Aim of the task
Show all lines of the listing that contain the word "either".

Records
PR #599, opened 2026-05-12
Reject distinct adjuncts across duplicate assets

### LINKED ISSUE #596: Reject duplicate Assets with differing Adjuncts
Issue #392 implemented logic to correctly handle duplicate assets in a Manifest payload. Part of this ticket detected and rejected duplicate Assets that had any differing properties

> If we receive duplicate `Asset` then we need to de-dup before passing to DLCS API but if we receive the same asset-id with anything else that differs (metadata, delivery-channels) we need to reject.

This same logic should be applied to the Adjunct property of an Asset - we can accept duplicate Assets with Adjuncts as long as the adjuncts are identical, if not reject with a 400|BadRequest.

```jsonc
// This would be rejected as "profile" differs
{
    "paintedResources": [
        {
            "asset": {
                "id": "example",
                "origin": "https://dlcs.exmaple/sample-origin",
                "mediaType": "image/jpeg",
                "adjuncts": [
                    {
                        "id": "mets.xml",
                        "externalId": "https://hosted.example/image/mets.xml",
                        "@type": "Dataset",
                        "mediaType": "text/xml",
                        "iiifLink": "seeAlso"
                    }
                ]
            }
        },
        {
            "asset": {
                "id": "example",
                "origin": "https://dlcs.exmaple/sample-origin",
                "mediaType": "image/jpeg",
                "adjuncts": [
                    {
                        "id": "mets.xml",
                        "externalId": "https://hosted.example/image/mets.xml",
                        "@type": "Dataset",
                        "mediaType": "text/xml",
                        "iiifLink": "seeAlso",
                        "profile": "this-is-different"
                    }
                ]
            }
        }
    ]
}

// This would be accepted as asset + adjunct are identical
{
    "paintedResources": [
        {
            "asset": {
                "id": "example",
                "origin": "https://dlcs.exmaple/sample-origin",
                "mediaType": "image/jpeg",
                "adjuncts": [
                    {
                        "id": "mets.xml",
                        "externalId": "https://hosted.example/image/mets.xml",
                        "@type": "Dataset",
                        "mediaType": "text/xml",
                        "iiifLink": "seeAlso"
                    }
                ]
            }
        },
        {
            "asset": {
                "id": "example",
                "origin": "https://dlcs.exmaple/sample-origin",
                "mediaType": "image/jpeg",
                "adjuncts": [
                    {
                        "id": "mets.xml",
                        "externalId": "https://hosted.example/image/mets.xml",
                        "@type": "Dataset",
                        "mediaType": "text/xml",
                        "iiifLink": "seeAlso"
                    }
                ]
            }
        }
    ]
}
```

This detection logic should happen as early in the call as possible so as to avoid doing any unnecessary work. 

The current code to handle this is in `DlcsManifestCoordinator` - https://github.com/dlcs/iiif-presentation/blob/develop/src/IIIFPresentation/API/Features/Manifest/DlcsManifestCoordinator.cs#L375-L379. See #578 for original Adjunct handling implementation. This was done in such a way that by the time the `DlcsManifestCoordinator` is reached the `"adjuncts"` property has been processed and stripped from the Asset so the equality check will need to happen before this call.

JackLewis-digirati:
## What does this change?

Resolves #596

This PR extends detection of duplicate assets to check for duplicate adjuncts

  ### The pipeline problem

  Adjuncts are part of the asset payload but are not forwarded to DLCS directly — they are extracted
  from the asset `JObject` by `ManifestPaintedResourceParser` during canvas painting resolution,
  stored on `InterimCanvasPainting.AdjunctInteraction`, and **removed** from the raw `Asset` JObject.
  By the time execution reaches `DlcsManifestCoordinator`, the adjuncts are gone and cannot be
  compared. Any adjunct conflict check must therefore happen after parsing but before the coordinator.

Additionally, due to the changes required for detecting duplicate adjuncts, it makes sense to move the detection of duplicate assets into the same location as detection of duplicate adjuncts.

  ### Where the check lives

  The new `ValidateDuplicates` method is called inside `CanvasPaintingResolver.ParseManifest`,
  immediately after `ManifestPaintedResourceParser.ParseToCanvasPainting` returns. At this point both
  data sources are available:

  - `paintedResourceCanvasPaintings` — the parsed canvas paintings, each carrying an
    `AdjunctInteraction` if the asset had adjuncts.
  - `presentationManifest.PaintedResources` — the original `PaintedResource` list, whose `Asset`
    JObjects have had adjuncts stripped but still contain all other asset fields.

  ### What `ValidateDuplicates` does

  The method runs two sequential checks and returns the first error it finds, or `null` if everything
  is valid.  This is a sequential check as there's no single collection that has both the raw JObject asset data and the parsed adjunct interaction data, so the two checks must live in separate loops

  #### Asset data check

  Iterates `paintedResources` directly (avoiding any fragile positional coupling to the canvas
  painting list). It builds a seen-dictionary keyed on `{space}/{assetId}`, where the space comes
  from the asset's own `"space"` field (falling back to the `-1` sentinel for assets without an
  explicit space). Including the space in the key ensures that the same asset ID in two different
  spaces is not treated as a conflict. If the same key is seen twice with non-equal JObjects, it
  returns `AssetsDataDoesNotMatch` (400) with a JSON diff.

  #### Adjunct check

  Iterates `paintedResourceCanvasPaintings`. It builds a seen-dictionary keyed on the user-facing
  asset key produced by `BuildAssetKey`. Comparison uses `AdjunctsEqual`, which is order-insensitive:
  adjuncts are matched by their `"id"` field using a dictionary, then deep-compared with
  `JToken.DeepEquals`. If the same asset appears twice with non-equal adjunct lists, it returns
  `AssetAdjunctsDoNotMatch` (400) with a JSON diff. Identical duplicates (or no adjuncts on either
  side) are silently allowed through.

  Both checks share `SerializeDiff`, a one-liner that runs `JsonDiffPatch` and serialises the result.

  #### `BuildAssetKey`

  Produces user-facing keys for error messages. It omits the space when the space is the `-1`
  sentinel (meaning it hasn't been allocated yet by DLCS), so users never see a meaningless `-1` in
  error output. A key is either `{customerId}/{assetId}` (no space yet) or
  `{customerId}/{space}/{assetId}` (space known).

  ### Changes to `DlcsManifestCoordinator`

  Because conflicting asset data is now caught earlier, `CreateBatches` no longer needs to
  re-validate duplicates. The 15-line block that detected conflicts, computed a diff, and returned an
  error has been replaced with a simple `TryAdd` for de-duplication.

  The `JsonDiffPatchDotNet` and `Newtonsoft.Json` imports that were only needed for the removed block
  have been cleaned up from `DlcsManifestCoordinator`.

  ### New error type

  `ModifyCollectionType.AssetsAdjunctsDoNotMatch = 27` is added to distinguish adjunct conflicts from
  general asset data conflicts (`AssetsDoNotMatch = 25`). The corresponding
  `UpsertErrorHelper.AssetAdjunctsDoNotMatch` factory method follows the existing pattern in that
  class. `UpsertErrorHelper.AssetsDataDoesNotMatch` is also extracted as a factory method (it was
  previously an inline string in `DlcsManifestCoordinator`) so both error shapes are defined in one
  place.

### DIFF
--- a/src/IIIFPresentation/API/Features/Manifest/Helpers/AssetDuplicateValidator.cs
+++ b/src/IIIFPresentation/API/Features/Manifest/Helpers/AssetDuplicateValidator.cs
@@ -80,6 +80,9 @@ public static class AssetDuplicateValidator
     // Relies on AdjunctValidator having already enforced non-empty ids upstream.
     private static bool AdjunctsEqual(List<JObject>? previous, List<JObject>? current)
     {
+        // makes sure [] and null isn't allowed
+        if (previous is null != current is null) return false;
+        
         var left = previous ?? [];
         var right = current ?? [];
         if (left.Count != right.Count) return false;
--- a/src/IIIFPresentation/API/Features/Manifest/Helpers/AssetDuplicateValidator.cs
+++ b/src/IIIFPresentation/API/Features/Manifest/Helpers/AssetDuplicateValidator.cs
@@ -74,12 +74,16 @@ public static class AssetDuplicateValidator
         return null;
     }
 
-    // Order-insensitive: adjuncts are matched by id, then deep-compared
+    // Compares two adjunct lists without regard to order.
+    // Each adjunct is looked up by its id in the previous list, then deep-compared —
+    // so reordering adjuncts is not treated as a conflict, but any property change is.
+    // Relies on AdjunctValidator having already enforced non-empty ids upstream.
     private static bool AdjunctsEqual(List<JObject>? previous, List<JObject>? current)
     {
         var left = previous ?? [];
         var right = current ?? [];
         if (left.Count != right.Count) return false;
+        // index the previous adjuncts by id for O(n) lookup
         var leftById = left.ToDictionary(j => j.GetRequiredValue<string>(AssetProperties.Id));
         return right.All(j =>
             leftById.TryGetValue(j.GetRequiredValue<string>(AssetProperties.Id), out var match)
--- a/src/IIIFPresentation/API/Features/Manifest/Helpers/AssetDuplicateValidator.cs
+++ b/src/IIIFPresentation/API/Features/Manifest/Helpers/AssetDuplicateValidator.cs
@@ -1,0 +1,97 @@
+using API.Features.Common.Helpers;
+using Core.Helpers;
+using DLCS.Models;
+using JsonDiffPatchDotNet;
+using Models.API.Manifest;
+using Models.DLCS;
+using Newtonsoft.Json;
+using Newtonsoft.Json.Linq;
+using Services.Manifests.Helpers;
+using Services.Manifests.Model;
+using PresUpdateResult = API.Infrastructure.Requests.ModifyEntityResult<Models.API.Manifest.PresentationManifest, Models.API.General.ModifyCollectionType>;
+
+namespace API.Features.Manifest.Helpers;
+
+public static class AssetDuplicateValidator
+{
+    public static PresUpdateResult? ValidateDuplicates(
+        List<InterimCanvasPainting> paintedResourceCanvasPaintings,
+        List<PaintedResource>? paintedResources)
+        => ValidateDuplicateAssets(paintedResourceCanvasPaintings, paintedResources)
+           // run the adjunct validator if the asset validator returned no errors
+           ?? ValidateDuplicateAdjuncts(paintedResourceCanvasPaintings);
+
+    private static PresUpdateResult? ValidateDuplicateAssets(
+        List<InterimCanvasPainting> paintedResourceCanvasPaintings,
+        List<PaintedResource>? paintedResources)
+    {
+        if (paintedResources == null) return null;
+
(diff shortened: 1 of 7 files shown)


src/IIIFPresentation/API/Features/Manifest/Helpers/AssetDuplicateValidator.cs
```diff
@@ -0,0 +1,101 @@
...
+        }
+
+        return null;
+    }
+
+    // Compares two adjunct lists without regard to order.
+    // Each adjunct is looked up by its id in the previous list, then deep-compared —
+    // so reordering adjuncts is not treated as a conflict, but any property change is.
+    // Relies on AdjunctValidator having already enforced non-empty ids upstream.
+    private static bool AdjunctsEqual(List<JObject>? previous, List<JObject>? current)
```
donaldgray, line 81: This looks like it would treat `null` and `[]` as equal, which isn't the case for adjuncts.

donaldgray (approved):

Reply
  `AssetAdjunctsDoNotMatch` (400) with a JSON diff. Identical duplicates (or no adjuncts on either
  error output. A key is either `{customerId}/{assetId}` (no space yet) or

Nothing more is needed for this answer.